Raphaël Ouazana-Sustowski wrote:
Hi,
Le Ven 2 mai 2008 11:01, hyc@symas.com a écrit :
luca@OpenLDAP.org wrote:
luca@OpenLDAP.org wrote:
This is a multi-part message in MIME format. --------------080809000906010300090306 Content-Type: text/plain; charset=ISO-8859-1; format=flowed Content-Transfer-Encoding: 7bit
Howard Chu wrote:
Thanks. Please try HEAD again.
No way. new testrun directory in ftp://ftp.sys-net.it/luca_scamoni_its5470_20080430-new.tgz
backtrace attached
recent commits seem to have fixed it (at least, right now I'm not able to reproduce it anymore...)
Right. Confirmed here too; I (temporarily) added an assert(0) to the offending branch of code to make sure the patch was actually getting hit. It takes a very particular timing to trigger that code path.

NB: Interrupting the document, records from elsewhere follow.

Issue #6216, opened 2022-06-23
Some algorithms are "how-to" examples


poyea:
In our [Contributing Guidelines](https://github.com/TheAlgorithms/Python/blob/master/CONTRIBUTING.md):

> Algorithms in this repo should not be how-to examples for existing Python packages. Instead, they should perform internal calculations or manipulations to convert input values into different output values. Those calculations or manipulations can use data types, classes, or functions of existing Python packages but each algorithm in this repo should add unique value.

And after some investigation like #6201, one can find some implementations that resemble online tutorials or are too trivial. In #6201, [`machine_learning/support_vector_machines.py`](https://github.com/TheAlgorithms/Python/blob/c86aa72cfa0467bd9a5711d7b5a77ed8243e49f1/machine_learning/support_vector_machines.py) is removed. It should be _migrated_ to a much detailed implementation of SVM instead of importing packages.

Migration list:
- [ ] [`machine_learning/support_vector_machines.py`](https://github.com/TheAlgorithms/Python/blob/c86aa72cfa0467bd9a5711d7b5a77ed8243e49f1/machine_learning/support_vector_machines.py)

Bjiornulf:
I am currently trying to implement it using SciPy (for minimization and maximization). Will keep you updated with the advancement.

Bjiornulf:
Maybe the following files should be added to the migration list
- [ ] [`machine_learning/gaussian_naive_bayes.py`](https://github.com/TheAlgorithms/Python/blob/38dfcd28b5f2fb19bae130a942466d73933e072f/machine_learning/gaussian_naive_bayes.py)
- [ ] [`machine_learning/gradient_boosting_regressor.py`](https://github.com/TheAlgorithms/Python/blob/38dfcd28b5f2fb19bae130a942466d73933e072f/machine_learning/gradient_boosting_regressor.py)
- [x] [`machine_learning/multilayer_perceptron_classifier.py`](https://github.com/TheAlgorithms/Python/blob/38dfcd28b5f2fb19bae130a942466d73933e072f/machine_learning/multilayer_perceptron_classifier.py)
- [x] [`machine_learning/polymonial_regression.py`](https://github.com/TheAlgorithms/Python/blob/38dfcd28b5f2fb19bae130a942466d73933e072f/machine_learning/polymonial_regression.py) and has typos in name and file (polymonial -> polynomial)
[...]

PR #8965, opened 2023-08-16
Delete base85 algorithm

CaedenPH:
### Describe your change:
Re #6216

Normally, I'm not in favour of just deleting algorithms, but I would make the argument that this is not an algorithm, rather just a snippet of code that utilises another library.

Per `CONTRIBTUING.md`
> Algorithms in this repo should not be how-to examples for existing Python packages. Instead, they should perform internal calculations or manipulations to convert input values into different output values
This `base85` algorithm has essentially got two lines of code that purely utilise a singular library. The doctests only test an external library

This repository should not contains examples on how to use a certain library, that would be the library documentation here
https://docs.python.org/3/library/base64.html

* [ ] Add an algorithm?
* [ ] Documentation change?
* [x] Delete an algorithm

### Checklist:


CaedenPH:
@tianyizheng02 Opinion?

Will also create a pr to delete 
https://github.com/TheAlgorithms/Python/blob/master/ciphers/base32.py

However, I like the [base16](https://github.com/TheAlgorithms/Python/blob/master/ciphers/base16.py) and the [base64](https://github.com/TheAlgorithms/Python/blob/master/ciphers/base64.py) because they actually use calculations, not a library

tianyizheng02:
Obviously I agree that we can't have this "algorithm" simply utilize a library, but personally I'd rather we keep the file around and encourage other contributors to reimplement the algorithm instead. Unless one of us reimplements the algorithm right after this file is deleted, there's no guarantee that someone else will contribute the same algorithm again. Having the file around could at least serve as a reminder of an ongoing issue.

I'm not sure how we can reliably test for this down the road. Perhaps we should add a "disabled" config keyword for backends and syncrepl consumers, so that we can start up the individual servers, (which takes an unpredictable amount of time for each) and then enable various parts in a fixed sequence (e.g. 1 second sleeps between ldapmodify/enable requests). Even that's hit or miss, because our test database is so small it's unlikely that we can hit the window of time on demand.

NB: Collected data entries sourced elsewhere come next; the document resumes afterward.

PR #8970, opened 2023-08-16
Fix get top billionaires BROKEN file

CaedenPH:
### Describe your change:
Fixes a `get_top_billionaires` and unmarks it as disabled

* [ ] Add an algorithm?
* [ ] Documentation change?

### Checklist:


web_programming/get_top_billionaires.py
```diff
@@ -20,18 +20,29 @@
...
 
     Returns:
         Age as string
 
     >>> calculate_age(-657244800000)
-    '73'
+    '74'
     >>> calculate_age(46915200000)
-    '51'
+    '52'
```
tianyizheng02, line 32: Why change the doctest outputs? Were they originally off by 1?

web_programming/get_top_billionaires.py
```diff
@@ -20,18 +20,29 @@
 )
 
 
-def calculate_age(unix_date: int) -> str:
+def calculate_age(unix_date: float) -> str:
```
tianyizheng02, line 23: Why change the input to a float? Does `person["birthDate"]` store a float rather than an int?

web_programming/get_top_billionaires.py
CaedenPH: Yes, the age of the timestamps increased 😆 Interesting doctest because each year the ages will have to be incremented

web_programming/get_top_billionaires.py
CaedenPH: We divide unix_date by 1000, so the unix_date variable is redclared as float. 
The date passed is an int and we could just cast the division to an int but for simplicity sake I just type the param as float

web_programming/get_top_billionaires.py
tianyizheng02: Ok that's really not ideal... Can we modify these tests so that the ages automatically update? Perhaps by converting dummy datetime objects to UNIX timestamps and passing those into the function

tianyizheng02 (changes requested):
Could we change the doctests so that we don't have to update the ages every year? (see [previous comment](https://github.com/TheAlgorithms/Python/pull/8970/files#r1298331432))

tianyizheng02 (approved):
Tried it locally, looks like it works 👍

PR #9001, opened 2023-08-20
added smith waterman algorithm

BAW2501:
### Describe your change:

* [x] Add an algorithm?
* [ ] Documentation change?

### Checklist:


dynamic_programming/smith_waterman.py
```diff
@@ -0,0 +1,97 @@
...
+    Returns 1 if the characters match, -1 if they mismatch.
+    >>> score_function('A', 'A')
+    1
+    >>> score_function('A', 'C')
+    -1
+    """
+    if source_char == target_char:
+        return MATCH
+    else:
+        return MISMATCH
```
CaedenPH, line 24:
```suggestion
    return MATCH if source_char == target_char else MISMATCH
```

dynamic_programming/smith_waterman.py
```diff
@@ -0,0 +1,97 @@
...
+
+
+def smith_waterman(query: str, subject: str) -> list[list[int]]:
+    """
+    Perform the Smith-Waterman local sequence alignment algorithm.
+    Returns a 2D list representing the score matrix. Each value in the matrix
+    corresponds to the score of the best local alignment ending at that point.
+    >>> smith_waterman('ACAC', 'CA')
+    [[0, 0, 0], [0, 0, 1], [0, 1, 0], [0, 0, 2], [0, 1, 0]]
```
CaedenPH, line 33: Can you write some more tests testing the following cases:
1. Empty `query`
2. Empty `subject`
3. Lowercase string

BAW2501: done

dynamic_programming/smith_waterman.py
BAW2501: Added it

dynamic_programming/smith_waterman.py
```diff
@@ -0,0 +1,97 @@
...
+    return score
+
+
+def traceback(score: list[list[int]], query: str, subject: str) -> str:
+    r"""
+    Perform traceback to find the optimal local alignment.
+    Starts from the highest scoring cell in the matrix and traces back recursively
+    until a 0 score is found. Returns the alignment strings.
+    >>> traceback([[0, 0, 0], [0, 0, 1], [0, 1, 0], [0, 0, 2], [0, 1, 0]], 'ACAC', 'CA')
+    'CAC\nCA-'
```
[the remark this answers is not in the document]
BAW2501: yes, I realized it needed more testing, so I added a few (16 tests in total)

dynamic_programming/smith_waterman.py
```diff
@@ -0,0 +1,128 @@
...
+    >>> traceback([[0, 0, 0]], 'ACAC', '')
+    ''
+    """
+    # make both query and subject uppercase
+    query = query.upper()
+    subject = subject.upper()
+    # Traceback logic to find optimal alignment
+    i = len(query)
+    j = len(subject)
```
tianyizheng02, line 94: > Starts from the highest scoring cell in the matrix

Does this not start at the bottom-right corner of the matrix rather than the highest-scoring cell? Is it guaranteed that the highest-scoring cell will always be in the bottom-right corner?

tianyizheng02 (changes requested):

dynamic_programming/smith_waterman.py
BAW2501: you're right These alignment methods have global (whole string such as Needleman wunch) and local (sub string such as smith watermen) variants, and in SW the optimal alignment isn't guaranteed to be in the bottom right,I'll make the necessary tweaks in an hour or so.

dynamic_programming/smith_waterman.py
```diff
@@ -0,0 +1,128 @@
+# https://en.wikipedia.org/wiki/Smith%E2%80%93Waterman_algorithm
+# Score constants
+"""
+Score constants used in the Smith-Waterman algorithm. Matches are given a positive
+score while mismatches are given a negative score. Gaps are also penalized.
+"""
+MATCH = 1
+MISMATCH = -1
+GAP = -2
```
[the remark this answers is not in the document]
BAW2501: noted for the next commit

dynamic_programming/smith_waterman.py
```diff
@@ -0,0 +1,142 @@
+"""
+https://en.wikipedia.org/wiki/Smith%E2%80%93Waterman_algorithm
+The Smith-Waterman algorithm is a dynamic programming algorithm used for sequence
+alignment.It is particularly useful for finding similarities between two sequences,
+such as DNA or protein sequences. In this implementation, gaps are penalized
+linearly,meaning that the scoreis reduced by a fixed amount for each gap introduced
+in the alignment. It's important to notethat the Smith-Waterman algorithm supports
+other gap penalty methods as well, but in thisspecific implementation, linear gap
+penalties are used.
```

I'm testing the last RE24 tag. After 201 successful runs of test050, I got a failure :/ Cleaning up test run directory leftover from previous run. Running ./scripts/test050-syncrepl-multimaster... running defines.sh Initializing server configurations... Starting producer slapd on TCP/IP port 9011... Using ldapsearch to check that producer slapd is running... Inserting syncprov overlay on producer... Starting consumer slapd on TCP/IP port 9012... Using ldapsearch to check that consumer slapd is running... Configuring syncrepl on consumer... Starting consumer2 slapd on TCP/IP port 9013... Using ldapsearch to check that consumer2 slapd is running... Configuring syncrepl on consumer2... Adding schema and databases on producer... Using ldapadd to populate producer... Waiting 20 seconds for syncrepl to receive changes... Using ldapadd to populate consumer... Waiting 20 seconds for syncrepl to receive changes... Using ldapsearch to check that syncrepl received database changes... Waiting 5 seconds for syncrepl to receive changes... Waiting 5 seconds for syncrepl to receive changes... Waiting 5 seconds for syncrepl to receive changes... Waiting 5 seconds for syncrepl to receive changes... Waiting 5 seconds for syncrepl to receive changes... Waiting 5 seconds for syncrepl to receive changes... ldapsearch failed (32)!
testrun uploaded in ftp://ftp.openldap.org/incoming/raphael-ouazana-testrun-080505.tgz
The logs show that the syncrepl consumers all timed out periodically, when trying to bind to a provider. It seems that using a 1 second timeout in the syncrepl configs is too short, or your test machine was too slow during that run.
Probably we should remove that timeout now, since the cn=config/thread pause issue has already been resolved.